>>>>>

PR #1508, opened 2018-12-14
Update append.js

Edwardzyc:
Looks like append takes resource instead of requestBody


Edwardzyc:
I signed it!

JustinBeckwith:
Greetings, and thanks for the PR!  This change shouldn't be needed - `resourceBody` should work :)  Are you running into issues? What version of the module are you using?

<<<<<

_YOUR INSTRUCTIONS_
Could you retype the entire listing exactly?

_YOUR RESPONSE_
PR #1508, opened 2018-12-14
Update append.js

Edwardzyc:
Looks like append takes resource instead of requestBody


Edwardzyc:
I signed it!

JustinBeckwith:
Greetings, and thanks for the PR!  This change shouldn't be needed - `resourceBody` should work :)  Are you running into issues? What version of the module are you using?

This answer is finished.